Research Defence Society
- Headquarters: United Kingdom

= Research Defence Society =

British scientific society and lobby group

The Research Defence Society was a British scientific society and lobby group founded by Stephen Paget in 1908 to fight against the anti-vivisectionist "enemies of reason" at the beginning of the 20th century. At the end of 2008, after being active for 100 years, it merged with the communications group Coalition for Medical Progress to form the advocacy group Understanding Animal Research.

The Research Defence Society's aim was to disseminate information about, and to defend the use of, research involving animals, including animal testing. It represented the interests of 5,000 researchers and institutions. Its sources of funding changed over the hundred years that the society was active, and included individuals, government, the pharmaceutical industry and universities. The organisation's literature stated that it was funded by its members, including medical scientists, doctors, veterinarians, pharmaceutical companies, research institutes, universities, and charities that support medical research.

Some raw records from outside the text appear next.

Issue #1800, opened 2024-01-17
if "\@" in url ，the redirect result doesn't match the host of the new URL()


FDrag0n:
https://github.com/koajs/koa/blob/5f159415e58c42b54cb0703d7cfb10870d33d65f/lib/response.js#L269

<img width="910" alt="image" src="https://github.com/koajs/koa/assets/34733637/46c9d2dc-74a2-4e4a-bf94-d3e2e822004e">

Developer often use `new URL()` `host` to verify the redirected url, but here the `encodeurl` will cause the host verification to fail, thus creating a URL hopping vulnerability

PR #1805, opened 2024-03-21
fix: handle upper case protocol like HTTP or HTTPS

FDrag0n:
https://github.com/koajs/koa/issues/1800 's fix https://github.com/koajs/koa/pull/1804 forgot to consider the case where url is uppercase HTTP and HTTPS

### DIFF
--- a/lib/response.js
+++ b/lib/response.js
@@ -266,7 +266,7 @@ module.exports = {
   redirect (url, alt) {
     // location
     if (url === 'back') url = this.ctx.get('Referrer') || alt || '/'
-    if (url.toLowerCase().startsWith('https://') || url.toLowerCase().startsWith('http://')) {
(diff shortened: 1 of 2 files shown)


lib/response.js
```diff
@@ -266,7 +266,7 @@ module.exports = {
   redirect (url, alt) {
     // location
     if (url === 'back') url = this.ctx.get('Referrer') || alt || '/'
-    if (url.startsWith('https://') || url.startsWith('http://')) {
+    if (/^https?:\/\//i.test(url)) {
```
fengmk2, line 269: @FDrag0n I change to use Regex to avoid lowerCase twice.

FDrag0n: It's a nice change👍

PR #1825, opened 2024-06-21
Add custom stream support

KristapsR:
## Description

There are situations when we need to send response stream that is not an instance of node `Readable` stream and current way of checking for stream `value instanceof Stream` fails.
e.g. when using alternative module like [readable-stream](https://github.com/nodejs/readable-stream) or some [other cases](https://stackoverflow.com/questions/23885095/nodejs-check-if-variable-is-readable-stream)

## My usecase

```js
import archiver from 'archiver'

const archive = archiver('zip')
const stream = ...
archive.append(stream, { name: 'archive.zip'})

res.body = archive
```

## Solution

- Added tests to reproduce issue with mocked custom stream object that represents possible `Readable` stream implementation.
- Addopted code from [is-stream](https://github.com/sindresorhus/is-stream)

## Tested also with this code

```js
const archiver = require('archiver')
const Stream = require('stream')
const CustomStream = require('./test-helpers/stream.js')
const isReadableStream = require('./lib/is-readable-stream.js')

const stream = new Stream()
const archive = archiver('zip')
const customstream = new CustomStream.Readable()

console.log(stream instanceof Stream) // true
console.log(customstream instanceof Stream) // false
console.log(archive instanceof Stream) // false

console.log(isReadableStream(stream)) // true
console.log(isReadableStream(customstream)) // true
console.log(isReadableStream(archive)) // true
```

### DIFF
--- a/__tests__/response/body.js
+++ b/__tests__/response/body.js
@@ -1,6 +1,7 @@
 'use strict'
 
 const response = require('../../test-helpers/context').response
+const CustomStream = require('../../test-helpers/stream')
 const assert = require('assert')
 const fs = require('fs')
 const Stream = require('stream')
@@ -106,6 +107,12 @@ describe('res.body=', () => {
     it('should default to an octet stream', () => {
       const res = response()
       res.body = fs.createReadStream('LICENSE')
+      assert.strictEqual('application/octet-stream', res.header['content-type'])
+    })
+
+    it('should support custom stream', () => {
+      const res = response()
+      res.body = new CustomStream.Readable()
       assert.strictEqual('application/octet-stream', res.header['content-type'])
     })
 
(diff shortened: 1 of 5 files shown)


jonathanong:
why not use is-stream directly? because it is in es6?

jonathanong:
an external dependency is preferred if maintained from a reliable author, I can try to look later

kevinpeno:
@jonathanong I reviewed the [library in question](https://www.npmjs.com/package/is-stream). Considering we're planning to move into the TS world, while I don't tend to prefer libraries that use `d.ts` instead of being natively written in TS, the way they have added a `d.ts` test file ensures that it isn't lying about its types. I'd move for inclusion if that's the preference.

jonathanong:
that's a good point, thanks! cc @kevinpeno

PR #1861, opened 2025-03-18
breaking: remove special ENOENT support

### LINKED ISSUE #1420: koa shouldn't special-case ENOENT errors
I noticed that koa special-cases ENOENT errors:
https://github.com/koajs/koa/blob/ed84ee50da8ae3cd08056f944d061e00d06ed87f/lib/context.js#L146-L147
I think this is a mistake: ENOENT errors could happen for a lot of reasons (this happens with google's storage library when the key file isn't found, for example) that shouldn't get a 404 status.
And BTW it's not even documented.

jonathanong:
This is a huge breaking change as it breaks `fs.createReadStream` support. Instead, you'll have to make sure you'll handle the stream's errors before it reaches the koa response logic. This is good as you'd want to do this for all streams anyways. You can have an upstream middleware like:

```js
app.use(async (ctx, next) {
  await next()

  // check if the object is a stream
  if (ctx.body?.readable && typeof ctx.body?.pipe === 'function') {
    await new Promise((resolve, reject) => { // wait for it to be either readable or throw an error
      ctx.body.on('readable', () => resolve())
      ctx.body.on('error', (err) => reject(err)) // TODO handle errors
    })
  }
})
```

closes #1420

### DIFF
--- a/__tests__/application/respond.test.js
+++ b/__tests__/application/respond.test.js
@@ -678,21 +678,6 @@ describe('app.respond', () => {
         assert.deepStrictEqual(res.body, pkg)
       })
 
-    it('should handle errors', (t, done) => {
-      const app = new Koa()
-
-      app.use(ctx => {
-        ctx.set('Content-Type', 'application/json; charset=utf-8')
-        ctx.body = fs.createReadStream('does not exist')
-      })
-
-      request(app.callback())
-        .get('/')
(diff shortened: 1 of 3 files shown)


fengmk2 (approved):

BryceMehring:
Does https://github.com/koajs/send need to be updated with the new logic?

Its last executive director was Dr. Simon Festing, who became CEO of Understanding Animal Research.

One campaign to demonstrate the support for animal research within the scientific and medical community was the co-signing of a petition in support of the use of animals in research called Declaration on Animals in Medical Research. The declaration was signed in 1990, and a modified version in 2005. Over 700 scientists, of whom 500 were British, signed the declaration in the first month, including three Nobel laureates, 190 Fellows of the Royal Society and the Medical Royal Colleges and over 250 academic professors.